Listed entries
PR #150, opened 2020-04-29
MVMDS Distance Addition and Test Edits

akoul1:
This PR adds the ability to input distance matrices rather than raw data to MVMDS so that it can be used with any distance metric the user desires.


mvlearn/embed/mvmds.py
```diff
@@ -41,6 +41,9 @@ class MVMDS(BaseEmbed):
 
     num_iter: int (positive), default=15
         Number of iterations stepwise estimation goes through.
+        
+    distance: bool, default=False
```
bdpedigo, line 45: look at how sklearn handles this - they usually have an attribute called `dissimilarity` or `metric`, and you can input things like "euclidean" or "precomputed". Where "precomputed" is what you describe here.

bdpedigo: i would try to follow their API as much as possible

gmischl1: yeah definitely try to match sklearn for this kind of thing

gmischl1:
Note, the branch has a conflict because recently, several algorithms were changed so that attributes which are shown to the user (components in this case) were given a trailing underscore. So, components became components_. Make sure this is changed everywhere in your code, and also in the tests

PR #160, opened 2020-05-03
Shuffle test

### LINKED ISSUE #152: Gaussian Mixture Test Shuffle failing
## Expected Behavior
test_shuffle in test_gaussian_mixture should work every time per correct seeding/implementation.

## Actual Behavior
image

gmischl1:
#### Reference Issues/PRs
Fixes #152 

This changes the test for gaussian mixture shuffling by greatly increasing the number of samples generated before the shuffle. Previously, there were only 10 samples being generated for each dataset, and then they were both shuffled, before comparing to make sure the labels were not in the same order. However, the labels are binary, so by non-zero bad luck, both datasets could be rearranged in an order such that the labels looked the same.


rflperry:
you can just set a seed to guarantee performance every time, even with low samples. I think that's preferable, as technically this can still fail (rarely)

PR #163, opened 2020-05-06
Changelog

### LINKED ISSUE #162: Add a Changelog
Add a changelog to the online documentation so that users can see what is updated.

A simple example from another package: https://pyts.readthedocs.io/en/stable/changelog.html

gmischl1:
#### Reference Issues/PRs

Fixes #162 

This adds a Changelog to the documentation. It includes 0.1.0 as well as the changes we will be adding in 0.2.0.

It also fixes a minor grammar issue in ctclassifier docs.

#### Any other comments?
This PR shouldn't be merged probably until right before we are going to release 0.2.0, so we can make any last minute changes to the changelog if needed. Just putting this PR up to prepare.


gmischl1:
> where did the joblib requirement come from?

It will come from Pr #164

docs/install.rst
```diff
@@ -99,13 +99,14 @@ Python package dependencies
 - scikit-learn >=0.19.1
 - scipy >=1.1.0
 - seaborn >=0.9.0
+- joblib >=0.11
```
rflperry, line 102: I don't see this in the requirements.txt file? Should be consistent between the two.

gmischl1: It's in the requirements.txt file for the PR #164, which I assumed would be merged first

PR #164, opened 2020-05-07
Multi-view KMeans Update

achang63:

This pull request makes some minor additions to the multi-view kmeans and spherical kmeans input parameter set and makes small alterations to variable names to make them consistent with those of the other clustering algorithms. In addition, this PR addresses an issue with the multi-view spherical kmeans clustering tutorial not running properly due to a missing spherecluster dependency.


mvlearn/cluster/mv_kmeans.py
```diff
@@ -15,6 +15,7 @@
 # Implements multi-view kmeans clustering algorithm for data with 2-views.
 
 import numpy as np
+from joblib import Parallel, delayed
```
gmischl1, line 18: I think we don't currently have a dependency on joblib. I guess we could add one, since scikit-learn already depends on them, but we'll have to add them to the requirements.txt

gmischl1:
In the validation notebook, it looks like using "[#2Clu]" doesn't render as a reference. I'd probably just put the name of the paper

mvlearn/cluster/mv_kmeans.py
gmischl1: If you can add joblib>=0.11 to requirements.txt, then this should be good to go

gmischl1: That's just the joblib version that sklearn requires. If you need a different version, you can do another. But if 0.11 is fine I'd say do that

achang63: Ok, I'll do that.

mvlearn/cluster/mv_kmeans.py
```diff
@@ -453,66 +532,36 @@ def fit(self, Xs):
...
-            max_iter = self.max_iter
 
         # Type and value checking for n_init parameter
         if not (isinstance(self.n_init, int) and (self.n_init > 0)):
             msg = 'n_init must be a nonnegative integer'
             raise ValueError(msg)
 
+        # Type and value checking for tol parameter
+        if not (isinstance(self.tol, float) and (self.tol >= 0)):
+            msg = 'n_init must be a nonnegative integer'
```
gmischl1, line 547: I think this should say "tol must be a nonnegative float"

mvlearn/cluster/mv_kmeans.py
```diff
@@ -154,7 +164,8 @@ class MultiviewKMeans(BaseKMeans):
     '''
 
     def __init__(self, n_clusters=2, random_state=None, init='k-means++',
-                 patience=5, max_iter=None, n_init=5):
```
gmischl1, line 157: can you reorder the parameters, either here or in the docstrings, so they're the same order?

gmischl1:
Do you need to change add any tests because of these changes?

mvlearn/cluster/mv_kmeans.py
achang63: You're right

achang63:
> Do you need to add any tests because of these changes?

Yes. I'll add the appropriate unit tests.

mvlearn/cluster/mv_kmeans.py
achang63: Will do

PR #165, opened 2020-05-07
Gaussians shuffle

### LINKED ISSUE #144: Gaussian Mixture seed sets both dimensions
## Expected Behavior
Setting a seed should allow for replication of the additive noise but should still allow the noise dimensions to be independent.

## Actual Behavior
The seed sets both noise additions, so the noise for each view is the same (dependent)

gmischl1:
#### Reference Issues/PRs

Fixes #144 

Ensures that the views have reproducible noise dimensions added, but that they are different from each other.


gmischl1:
closing because wrong branch to PR from

PR #173, opened 2020-05-18
UCI View Selection

### LINKED ISSUE #143: Add UCI view selection
## Desired Behavior
load_UCImultifeatures should be able to return a subset of the multiview data

`Xs, y = load_UCImultifeatures(views=[0,1])` should return an `Xs` of the first two views, i.e. `len(Xs) = 2`.

achang63:
#### Reference Issues/PRs

Fixes #143 

This PR implements an option to select which views of the UCI dataset to return. This also removes some redundant label processing.

### DIFF
--- a/mvlearn/datasets/base.py
+++ b/mvlearn/datasets/base.py
@@ -16,7 +16,7 @@ from os.path import dirname, join
 import numpy as np
 
 
-def load_UCImultifeature(select_labeled="all", shuffle=False,
+def load_UCImultifeature(select_labeled="all", views="all", shuffle=False,
                          random_state=None):
     r"""
     Load the UCI multiple features dataset [#1Data]_, taken from the UCI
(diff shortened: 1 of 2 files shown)


mvlearn/datasets/base.py
```diff
@@ -90,6 +98,14 @@ def load_UCImultifeature(select_labeled="all", shuffle=False,
         raise ValueError("If selecting examples by label, must select "
                          "at least 1 and no more than 10.")
 
+    views = list(dict.fromkeys(views))
+    if len(views) == 0:
+        raise ValueError("If views, must select at least 1.")
```
gmischl1, line 103: Just for better wording, I'd say "if choosing specific views, must select at least 1". What do you think?

mvlearn/datasets/base.py
```diff
@@ -103,22 +119,22 @@ def load_UCImultifeature(select_labeled="all", shuffle=False,
...
                 raise ValueError("Bad label: labels must be  in 0, 1, 2,.. 9")
             indices = np.nonzero(labels == label)
             datatemp[j * 200: (j+1) * 200, :] = data[i][indices, :]
-            selected_labels[j*200:(j+1)*200] = labels[indices]
 
         np.random.seed(random_state)
         np.random.shuffle(datatemp)
         selected_data.append(datatemp)
 
+    selected_labels = np.zeros((200*len(select_labeled),))
```
gmischl1, line 135: good call

mvlearn/datasets/base.py
achang63: Yeah, I like that wording too. I'll change it to that.

PR #130, opened 2016-03-14
Write some good repr methods

kinverarity1:
Better `__str__` and `_repr_html` methods for:
- HeaderItem
- CurveItem
- SectionItems
- LASFile

Need to think about whether I need to improve `__repr__` for LASFile.


kinverarity1:
This is more or less done.

PR #137, opened 2016-07-14
Fix language statistics

roliveira:
GitHub linguistics identified all `*.las` files as LASSO language and added them in the statistics of the repo. This small modification in the `.gitattribute` corrects this, ignoring the `*.las` files when calculating the statistics.

*Jupyter Notebooks* are still being recognised as the majority of the files, but I imagine they would vanish as issues get solved.


kinverarity1:
Thanks!

PR #149, opened 2017-01-19
Read 3.0 with pandas

ahjulstad:
Just sharing my working code that reads some LAS 3.0 files with only a single ~ASCII section.  It works for me, but breaks several write tests. I don't need the write functionality, so. What I needed was the ability to parse datetime fields correctly, and it appears to work for me.

It uses pandas instead of numpy for the data structure and parsing of data. It also requires dateparser (for parsing dates in parameter fields). 

The code is not pretty, but perhaps it might be useful to others with equivalent use cases.

I have based it on latest master, but filed the pull request to the las3.0 branch.


kinverarity1:
Hi - thank you so much for working on this. I'll have a look as soon as I get a chance.

PR #150, opened 2017-02-05
Remove named list from dependencies

nasedil:
Since namedlist is not used, it can be removed from code and as a dependency.  That may help to solve issues with insntalling lasio in latest anaconda3.  Should solve #151.


kinverarity1:
Thanks!

PR #156, opened 2017-06-18
delete_curve method, unit test

dagrha:
Added a method for deleting a curve from a LASFile object. First gets the index in the `curves.keys()` list of the curve argument, then deletes the corresponding CurveItem from the `curves` attribute, then deletes the corresponding "column" in the ndarray `data` attribute. Also added a test-- hopefully it is up to snuff.

Apologies about the STRT, STOP, STEP, and Returns lines. My text editor must have automatically removed trailing spaces.


kinverarity1:
Thanks, this looks great - and thanks so much for adding the unit test too.

PR #157, opened 2017-07-07
Add cases for WRAP and continue scan lines if not match with pattern

desperado1288:
Continue scanning lines if not match with pattern to avoid stopping running when some lines don't match the pattern that doesn't effect the whole file.

### DIFF
--- a/lasio/las.py
+++ b/lasio/las.py
@@ -123,7 +123,13 @@ class LASFile(object):
                 read_parser.version = 1.2
             else:
                 read_parser.version = 2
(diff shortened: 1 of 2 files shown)


kinverarity1:
Thanks for this! I've tried to address the issue in PR #173 - see the comments there.

kinverarity1:
This should have been fixed by PR #173, which is now in master. Thanks for the suggestion! Please re-open the issue if you find it is still crashing on read for you.

PR #170, opened 2017-10-27
Iterative read v2

kinverarity1:
This long-overdue PR implements an iterative read. Instead of reading the whole LAS file into memory, ``reader.py`` now looks at the file only line by line - the number of passes has gone from who knows how many to a maximum of 1 + n, where n is the number of data sections.

There are two new features:

1. ``lasio.read`` has a new keyword argument ``ignore_data`` (thanks @dagrha for [suggesting this](discussion)). If this is True, then lasio will not read the file beyond the start of the ~ASCII data section. Attempting to use the ``LASFile.data`` attribute, or any methods that use it (many!) will raise an ``AttributeError``.
2. ``lasio.read`` also has a new keyword argument ``ignore_header_errors``. Anything that would have raised a exception (``lasio.exceptions.LASHeaderError``) will instead result in the same message being sent to ``logging.debug`` and ignored. The remaining parts of the header should successfully be parsed and loaded.
    (Note this involved changing one unit test, so you may need to change production code to accommodate this with ``ignore_header_errors=True`` if have any poorly-formatted header lines in the Parameter section. It is set to False by default.)

And performance improvements ([benchmarking code and results](https://github.com/kinverarity1/lasio-speed)):

- Memory usage. For an example 5 MB LAS file, the memory usage has gone from [30 MB](https://github.com/kinverarity1/lasio-speed/blob/master/result-3b47a23.txt#L16) to [3.3 MB](https://github.com/kinverarity1/lasio-speed/blob/master/result-4d6678c.txt#L16). 
- Speed. For the same example, load time went from [7.6 s](https://github.com/kinverarity1/lasio-speed/blob/master/result-3b47a23.txt#L19) to [1.9 s](https://github.com/kinverarity1/lasio-speed/blob/master/result-4d6678c.txt#L19) on my machine. Still not great, but much better than it was.

### DIFF
--- a/lasio/__init__.py
+++ b/lasio/__init__.py
@@ -27,6 +27,9 @@ def read(file_ref, **kwargs):
             a LAS file contents.
 
     Keyword Arguments:
+        ignore_data (bool): if True, do not read in any of the actual data, just
+            the header metadata. False by default.
+        ignore_header_errors (bool): ignore lASHeaderErrors: False by default
         encoding (str): character encoding to open file_ref with
         encoding_errors (str): 'strict', 'replace' (default), 'ignore' - how to
             handle errors with encodings (see standard library codecs module or
--- a/lasio/defaults.py
+++ b/lasio/defaults.py
@@ -1,3 +1,4 @@
+import re
 
 import numpy as np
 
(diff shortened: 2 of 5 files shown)


dagrha:
Damn, Kent! Closing all sort of tickets! Looks like a great PR. Kudos and thanks are in order :+1:

kinverarity1:
Thanks - long overdue (and thanks @VelizarVESSELINOV for originally suggesting this).

Issue #166, opened 2017-10-24
Degree symbol is making reader break


EvanBianco:
In the `~Parameter Information` section of the attached here, the `reader.py` is throwing an error presumably when it encounters the degree symbol in the latitude and longitude fields. 

```
LATI .        0° 0' 0  N                 :Latitude
LONG .        0° 0' 0  E                 :Longitude
```

The error message I'm getting has something to do with codecs. Is this something we can fix with the reader or it a problem that has to do with my Python installation?

[1045387215_top100ft.txt]
(https://github.com/kinverarity1/lasio/files/1410966/1045387215_top100ft.txt)

kwinkunks:
Here's the traceback...

```
>>> l = lasio.read('/Users/matt/Downloads/1045387215_top100ft.txt')
Traceback (most recent call last):
  File "<stdin>", line 1, in <module>
  File "/Users/matt/anaconda/envs/welly/lib/python3.5/site-packages/lasio/las.py", line 1269, in read
    return LASFile(file_ref, **kwargs)
  File "/Users/matt/anaconda/envs/welly/lib/python3.5/site-packages/lasio/las.py", line 378, in __init__
    self.read(file_ref, **kwargs)
  File "/Users/matt/anaconda/envs/welly/lib/python3.5/site-packages/lasio/las.py", line 403, in read
    f = open_file(file_ref, **kwargs)
  File "/Users/matt/anaconda/envs/welly/lib/python3.5/site-packages/lasio/las.py", line 1059, in open_file
    autodetect_encoding_chars)
  File "/Users/matt/anaconda/envs/welly/lib/python3.5/site-packages/lasio/las.py", line 1105, in get_unicode_from_filename
    data = f.read()
  File "/Users/matt/anaconda/envs/welly/lib/python3.5/codecs.py", line 321, in decode
    (result, consumed) = self._buffer_decode(data, self.errors, final)
UnicodeDecodeError: 'utf-8' codec can't decode byte 0xb0 in position 3243: invalid start byte
>>
```

kwinkunks:
OK, this works... 

    l = lasio.read('/Users/matt/Downloads/1045387215_top100ft.txt', encoding='utf-8')

I guess the default is... ASCII? (Imagine that!)

kwinkunks:
I guess the problem is there are no BOM chars. I wonder if a good approach would be to put a try-except around it and attempt to read with a couple of common codecs.

[...]

PR #174, opened 2017-10-28
Fixing #166

dagrha:
On Ubuntu 17.10 even after #170 I was still getting UnicodeDecodeError on the file referenced on #166, I think because I was specifying neither that `autodetect_encoding=True` nor `encoding='blah-blah'`, like so:

    l = lasio.read('/home/dagrha/Downloads/1045387215_top100ft.txt')

The program was not seeing a BOM but it was also not being told to do autodetect_encoding, so the UnicodeDecodeError was still being raised.

As discussed in https://github.com/kinverarity1/lasio/issues/166#issuecomment-339321558 I've changed the logic a little bit. First, I changed `autodetect_encoding` to be True by default. If chardet is not installed though, then a few common encodings are tried. If that fails, then finally UnicodeDecodeError is raised.

I'm not sure that what I've got here is the best solution, but it is now working for me. I still need to write some tests for this.

I apologize about all those spurious deletions and insertions the my editor put in there.


kinverarity1:
Thanks for this! I had a look and realised this is still tricky. I think the behaviour of ``autodetect_encoding`` should depend on what the user does with the ``encoding`` argument - otherwise a user might be under the assumption that the encoding they specified is correct, even though lasio found it raised a UnicodeDecodeError, but managed to open it with a different one. If the user has logging off (which 99% will), then they'll never know.

So the simple solution I'm writing up now is to get rid of autodetect_encoding in a backwards-compatible way, and add 'auto', 'chardet', and 'cchardet' options to the encoding argument. Then, whenever a user doesn't specify an actual encoding, lasio tries the common list as you have put in here.

and still feel a bit uncomfortable with the logic that if autodetect_encoding=False, it would still be testing a variety of encodings. i.e. if the user specifies ``read(autodetect_encoding=False, encoding='latin-1')``, has logging off, and the actual encoding is windows-1252, then lasio would have successfully parsed the file as windows-1252 and the user might be under the reasonable assumption that the actual encoding is indeed say latin-1 - even though ``codecs.open(..., encoding='latin-1')`` was raising a UnicodeDecodeError

Anyway I've kept your changes and made some more so that even autodetec

kinverarity1:
Sorry - just realised your PR doesn't lead to the situation I described. Never mind. Thanks!

kinverarity1:
I needed a branch here to push to, so am working on your code in #175  sorry

dagrha:
Ooh, I like your idea about just having an `encoding` argument.

Just as a discussion point, would it make any sense to make `encoding='auto'` the default behavior, i.e. when encoding is not explicitly specified in `read()`? The only reason I ask is that relying on chardet could be safer bet for guessing the correct encoding. Then `adhoc_test_encoding` (i.e. list of common encodings) would only be used if chardet is not installed. Or does relying on chardet by default add too much overhead? 

Either way, fine by me, just wanted to throw that out there!

kinverarity1:
Yep I think that sounds good, i think people prefer error-free posting by default!! I'd just make chardet and maybe cchardet dependencies for lasio. Seems worthwhile.

PR #199, opened 2017-11-29
add logging level notebook and example las

dagrha:
I keep having to re-lookup how to change change the logging level when using lasio, so I thought I'd throw together a [jupyter notebook](http://nbviewer.jupyter.org/github/dagrha/lasio/blob/master/notebooks/set%20logging%20level%20for%20lasio.ipynb) for reference. If it's something you think is useful, feel free to merge it, otherwise no worries if not! I also added an example LAS file to the tests/examples directory that the notebook uses.

### DIFF
--- a/notebooks/set logging level for lasio.ipynb
+++ b/notebooks/set logging level for lasio.ipynb
@@ -1,0 +1,242 @@
+{
+ "cells": [
+  {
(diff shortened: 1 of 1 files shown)


kinverarity1:
Thank you! :+1:

PR #238, opened 2018-05-21
Allowing characters in the data section

krzysztof-slowinski:
A small example to approach allowing the characters to be present in the data section.

Leaving the values that could not be parsed as float64 as strings.

### DIFF
--- a/lasio/reader.py
+++ b/lasio/reader.py
@@ -349,9 +349,12 @@ def read_data_section_iterative(file_obj, regexp_subs, value_null_subs):
             for pattern, sub_str in regexp_subs:
                 line = re.sub(pattern, sub_str, line)
             for item in line.split():
-                yield item
+                try:
+                    yield np.float64(item)
+                except ValueError:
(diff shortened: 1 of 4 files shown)


kinverarity1:
Thanks, this is a great start. We may need to look at the test errors on py 3.3 and 3.4 - https://travis-ci.org/kinverarity1/lasio/builds/381735089?utm_source=github_status&utm_medium=notification

Also need to ensure memory usage remains low - [L357](https://github.com/kinverarity1/lasio/pull/238/files#diff-5032f0bd21315b89d455b27f86700356R357) worries me with replacement of ``numpy.fromiter`` with a list comprehension which I think may be a large memory usage for large i.e. 200 MB+ LAS files (``np.array([i for i in items(file_obj)])``).

kinverarity1:
Maybe can check memory usage with benchmarking code linked to from #170

kinverarity1:
had to shift to #245

PR #239, opened 2018-05-25
Update writer.py

Fry484:
When loading a .las into Petrel 2016, the .las importing utility will not recognize the curves with, "~Curves," but does recognize the curves with, "~Curve" or "~Curve Information"


kinverarity1:
Thanks for this @Fry484  - the tests just needed updating; see #240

Required action
Working from the material above, restate word for word the lines between the line with "-1,0 +1,242 @@" and the line with "--- a/lasio/reader.py", both included, and only those.

Output
@@ -1,0 +1,242 @@
+{
+ "cells": [
+  {
(diff shortened: 1 of 1 files shown)


kinverarity1:
Thank you! :+1:

PR #238, opened 2018-05-21
Allowing characters in the data section

krzysztof-slowinski:
A small example to approach allowing the characters to be present in the data section.

Leaving the values that could not be parsed as float64 as strings.

### DIFF
--- a/lasio/reader.py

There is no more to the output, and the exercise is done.